__Instructions to follow__. For every line in the material, produce an exact copy.

__Source records__.

PR #1732, opened 2026-08-28
test(custom-guides): verify valid sibling composites survive malformed fields

### LINKED ISSUE #1726: test(custom-guides): malformed-composite tests do not prove sibling composites survive
The malformed-composite tests in `pkg/plugin/custom_guide_repository_test.go` do not prove the property they exist to protect.

Each case supplies one valid sibling composite (`:764-780`), but the assertions (`:808-818`) check only the scalar fields and the absence of the malformed value. A decoder that discarded *every* composite after a single failure would pass these tests unchanged — which is precisely the whole-object laundering that the field-local decoding in #1719 was written to prevent.

Suggested fix: assert that `author` survives the malformed-`milestones` case, and that `milestones` survives the malformed-`author` case. Two assertions, and they turn the test from evidence of "the bad field is gone" into evidence of "only the bad field is gone".

Priyanshu-1729:
## What changed

Updated `TestCustomGuideHTTPClient_MalformedCompositeFieldDropsOnlyThatField`
to verify that:

- a valid `author` survives when `milestones` is malformed
- valid `milestones` survive when `author` is malformed

## Why

The existing assertions proved that the malformed composite was removed, but
did not prove that the valid sibling composite was retained.

These assertions verify that decoding drops only the malformed field rather
than all composite fields.

## Testing

- `go test ./pkg/plugin -run TestCustomGuideHTTPClient_MalformedCompositeFieldDropsOnlyThatField -count=1`
- `npm run lint:go`
- `npm run test:go`

Closes #1726

### DIFF
--- a/pkg/plugin/custom_guide_repository_test.go
+++ b/pkg/plugin/custom_guide_repository_test.go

__Response for this exercise__.
PR #1732, opened 2026-08-28
test(custom-guides): verify valid sibling composites survive malformed fields

### LINKED ISSUE #1726: test(custom-guides): malformed-composite tests do not prove sibling composites survive
The malformed-composite tests in `pkg/plugin/custom_guide_repository_test.go` do not prove the property they exist to protect.

Each case supplies one valid sibling composite (`:764-780`), but the assertions (`:808-818`) check only the scalar fields and the absence of the malformed value. A decoder that discarded *every* composite after a single failure would pass these tests unchanged — which is precisely the whole-object laundering that the field-local decoding in #1719 was written to prevent.

Suggested fix: assert that `author` survives the malformed-`milestones` case, and that `milestones` survives the malformed-`author` case. Two assertions, and they turn the test from evidence of "the bad field is gone" into evidence of "only the bad field is gone".

Priyanshu-1729:
## What changed

Updated `TestCustomGuideHTTPClient_MalformedCompositeFieldDropsOnlyThatField`
to verify that:

- a valid `author` survives when `milestones` is malformed
- valid `milestones` survive when `author` is malformed

## Why

The existing assertions proved that the malformed composite was removed, but
did not prove that the valid sibling composite was retained.

These assertions verify that decoding drops only the malformed field rather
than all composite fields.

## Testing

- `go test ./pkg/plugin -run TestCustomGuideHTTPClient_MalformedCompositeFieldDropsOnlyThatField -count=1`
- `npm run lint:go`
- `npm run test:go`

Closes #1726

### DIFF
--- a/pkg/plugin/custom_guide_repository_test.go
+++ b/pkg/plugin/custom_guide_repository_test.go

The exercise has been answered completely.